Ama hayatın diğer tarafı, peşimi bırakmıyor. Bir yerlerimden yakalayıp duruyor beni… Tam her şeyi yoluna koyuyorum derken hepsi, alıp başını gidiyor bir yerlere… Dua ediyorum, dilek diliyorum; güzelliklere, geçmişe, geleceğin bana vermek için doğru zamanı beklediği hediyelerine sığınıyorum ama olmuyor… Büyümek de tam bu demek sanki… Avuçlarında cıva taşımaya benziyor hayatı yaşamak bazen. Tam tuttuğunu zannediyor insan, bir de bakıyor ki eline değmemiş bile tuttuğunu sandığı şey…
Yeni yılın heyecanı bu mu şimdi, demeyin sakın! Aslında onun taze taze gelişinin farkındayım ben, sadece o tazeliği yaşı ilerledikçe daha yavaş yaşıyor insan. Küçükken bindiğimiz tahterevalli gibi hayat… Hatırlayın, o zaman da yukardayken hem mutlu olurduk hem de içimizde, aşağı hangi hızla ineceğimize dair saklanmış korkuyla birazdan ayrılacağımız mutluluk için hüzünlenirdik. Yani ben öyleydim. İçimde hep biraz sonranın farkındalığı vardı. Meğer hayatın provasıymış, o oyuncak… Alıştırıyormuş bizi olacak biteceklere… Çocuk aklımla; ona bindiğim zaman mutlulukla heyecanı, kazanmakla kaybetmeyi aynı anda yaşadığımı fark ediyormuşum demek ki… Bu sebeple hem severdim onu hem de korkardım tahterevalliden. Hayata benzediği için, onu da öyle yaşıyorum; hem çok seviyorum hem de bazen çok korkuyorum ondan…

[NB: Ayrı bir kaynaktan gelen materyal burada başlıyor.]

PR #5952, opened 2025-02-12
feat(eventsub): add basic parse tests and benchmark

### LINKED ISSUE #5918: Add unit tests (we already have `googletest` in the repository)

Nerixyz:
Adds `twitch-eventsub-ws-test` and `twitch-eventsub-ws-benchmark`. I added some messages we used in https://github.com/twitch-rs/twitch_api (as we know those can be received compared to the examples in the docs). The tests already found some issues in our bindings (imo, `std::optional<bool>` should default to `false`, but that's a task for the generator).

In the tests, we could use gmock to test that the handlers are actually called. `handleMessage` provides a good interface to test the parsing pipeline.

Closes #5918


pajlada (approved):
Looks great, thank you!

PR #5956, opened 2025-02-15
feat: delete messages from context menu

Nerixyz:
> user: how do you delete messages on chatterino?

Chatterino has many moderator focused features, but you can't delete a message from the context menu without reading through the settings or knowing that `/delete` exists. I don't see a reason why there shouldn't be a button if the user has moderator permissions.


pajlada (approved):

pajlada:
> I find myself accidentally clicking this all the time when I mean to reply. Would it be possible to get more control over it's display?

Sure, I'll add a setting to disable the option

pajlada:
@VirtuallyJesse with #6100 which will be included in the 2.5.3 release you can disable the feature with this setting
image

PR #5959, opened 2025-02-16
fix: opening a usercard from `/live` no longer makes failing ivr API call

kyleScarmack:
When the channelName is "/live", the API call fails because "/live" is not a valid channelName. To fix this, replace "/live" with the userName, which is the actual channelName.

### DIFF
--- a/src/widgets/dialogs/UserInfoPopup.cpp
+++ b/src/widgets/dialogs/UserInfoPopup.cpp
@@ -945,9 +945,9 @@ void UserInfoPopup::updateUserData()
         this->ui_.block->setEnabled(true);
         this->ui_.ignoreHighlights->setChecked(isIgnoringHighlights);
 
-        auto type = this->channel_->getType();
+        auto type = this->underlyingChannel_->getType();
 
-        if (type != Channel::Type::TwitchLive)
+        if (type == Channel::Type::Twitch)
         {
             // get followage and subage
             getIvr()->getSubage(
--- a/src/widgets/dialogs/UserInfoPopup.cpp
+++ b/src/widgets/dialogs/UserInfoPopup.cpp
@@ -945,44 +945,49 @@ void UserInfoPopup::updateUserData()
         this->ui_.block->setEnabled(true);
         this->ui_.ignoreHighlights->setChecked(isIgnoringHighlights);
 
-        // get followage and subage
-        getIvr()->getSubage(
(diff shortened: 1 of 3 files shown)


pajlada (commented):
Will this end up showing the streamer's subage & followage for their own channel? (e.g. click `forsen` and it will show `forsen`'s subage to `forsen`?)

To me, that information doesn't feel super useful - do you think it would make sense to not make the request at all in UserInfoPopup.cpp if the request comes from the `/live` tab?

kyleScarmack:
Yes, this will end up showing the streamer's subage to their own channel, whicn indirectly shows how long they have been affiliated or partnered. If you do not think it is super useful, I can not make the request at all in UserInfoPopup.cpp.

kyleScarmack:
Added a check to ensure type != Channel::Type::TwitchLive before retrieving followage and subage, allowing the function to proceed only when the condition is met.

src/widgets/dialogs/UserInfoPopup.cpp
```diff
@@ -945,44 +945,49 @@ void UserInfoPopup::updateUserData()
...
 
-        // get followage and subage
-        getIvr()->getSubage(
-            this->userName_, this->underlyingChannel_->getName(),
-            [this, hack](const IvrSubage &subageInfo) {
-                if (!hack.lock())
-                {
-                    return;
-                }
+        auto type = this->channel_->getType();
```
Nerixyz, line 948:
```suggestion
        auto type = this->underlyingChannel_->getType();
```

`channel_` and `underlyingChannel_` can be different. I think you could check for `type == Channel::Type::Twitch`. Any other channel will have a bad name like `/live`, `/watching`, `/automod`, etc. (note: this doesn't prevent loading in usercards from these channels completely - they will set the channels appropriately where possible). Just in the live channel, there's no reasonable channel to set.

kyleScarmack:
Fixed as suggested.

pajlada:
Looks good to me @kyleScarmack - do you have a formatter set up in your IDE to fix the linting issues, or would you prefer I fix it for you?

kyleScarmack:
If you could fix it for me that would be great. I will learn for next time though.

pajlada (approved):

pajlada:

If you want this, you can open a new PR where you modify the `resources/contributors.txt` file and add yourself to the list. Read the comments at the top of the file for instructions.

Issue #5380, opened 2024-05-05
Split input doesn't scale down when Chatterino scales down


pajlada:
### Checklist

- [X] I'm reporting a problem with Chatterino
- [X] I've verified that I'm running **the most** recent nightly build or stable release
- [X] I've looked for my problem on the [wiki](https://wiki.chatterino.com/Help/)
- [X] I've searched the [issues and pull requests](https://github.com/Chatterino/chatterino2/issues?q=) for similar looking reports

### Describe your issue

When zooming in & out of Chatterino, the height of the split input will change with it. Sometimes when doing this, the height will not change. Might be related to having multiple tabs open.
I don't have clear reproduction steps

### OS and Chatterino Version

Chatterino 2.5.1 DEBUG (commit 6f489b791 modified) built with Qt 6.7.0 Running on Arch Linux, kernel: 6.8.9-arch1-1

Mm2PL:
Might happen when changing DPI (`xrandr --output $YOUROUTPUT --dpi 500`). I think I've seen this happen when messing with DPI settings

4rneee:
For me the placeholder text in the split input (i.e. "Send message as xyz...") does not scale when zooming in/out until switching to a different tab.  
This might be a different issue and I can create one if you would like me to.

After taking a look at the code I am not sure if this might be a issue with QT as you set the font for the `textEdit` widget:
https://github.com/Chatterino/chatterino2/blob/bdd903bb42ee277d016a1acbcb6f40a336d76d57/src/widgets/splits/SplitInput.cpp#L236-L237
which works for the plain text but not the placeholder.

pajlada:
> For me the placeholder text in the split input (i.e. "Send message as xyz...") does not scale when zooming in/out until switching to a different tab. This might be a different issue and I can create one if you would like me to.
> 
> After taking a look at the code I am not sure if this might be a issue with QT as you set the font for the `textEdit` widget:
> 
> [chatterino2/src/widgets/splits/SplitInput.cpp](https://github.com/Chatterino/chatterino2/blob/bdd903bb42ee277d016a1acbcb6f40a336d76d57/src/widgets/splits/SplitInput.cpp#L236-L237)
> 
> Lines 236 to 237 in [bdd903b](/Chatterino/chatterino2/commit/bdd903bb42ee277d016a1acbcb6f40a336d76d57)
>  this->ui_.textEdit->setFont( 
[...]

PR #5960, opened 2025-02-16
fix: update the input style sheet when scaling

Nerixyz:
From https://github.com/Chatterino/chatterino2/issues/5380#issuecomment-2661376330 (not sure if it fixes the issue).

We set a style sheet in the input. Apparently, this prevents fonts from being applied to that element's children. When setting the font, it [always takes the parent font](https://github.com/qt/qtbase/blob/cf2f10268461d7e0dbd8331fbd1c83bf66c4b8c6/src/widgets/styles/qstylesheetstyle.cpp#L6489-L6490) for some reason. Previously, the font size adjustment only worked because we [always call `themeChangedEvent` when showing a widget](https://github.com/Chatterino/chatterino2/blob/bdd903bb42ee277d016a1acbcb6f40a336d76d57/src/widgets/BaseWidget.cpp#L162) and we [set the style there](https://github.com/Chatterino/chatterino2/blob/bdd903bb42ee277d016a1acbcb6f40a336d76d57/src/widgets/splits/SplitInput.cpp#L258).

### DIFF
--- a/src/widgets/splits/SplitInput.cpp
+++ b/src/widgets/splits/SplitInput.cpp
@@ -235,6 +235,7 @@ void SplitInput::scaleChangedEvent(float scale)
     }
     this->ui_.textEdit->setFont(
         app->getFonts()->getFont(FontStyle::ChatMedium, scale));
+    this->ui_.textEdit->setStyleSheet(this->theme->splits.input.styleSheet);
     this->ui_.textEditLength->setFont(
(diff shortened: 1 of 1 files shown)


pajlada (approved):
With this change, the text resizes together with the scale :+1: 
It does not fully fix the issue but it does fix the comment you linked to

İnsan büyüdükçe sahip oldukları da birer birer değişiyor, başkalaşıyor, dönüşüyormuş. Tahterevallide bir yukarı bir aşağı gidip gelirken boyunun da uzadığını da fark ediyormuş. Ayaklarını yere basıp onu istediği zaman dengede tutabileceğini anlıyormuş. Günün sonunda, insanın bu oyuncaktan kendisine çıkaracağı bir ana düşünce kalıyormuş geriye: “Bir daha ne yukardayken o kadar sevinmeye ne de aşağıya inerken öylesine çekinmeye gerek varmış.” Hayat, o kadar da ciddiye alınacak bir şey değilmiş sanki…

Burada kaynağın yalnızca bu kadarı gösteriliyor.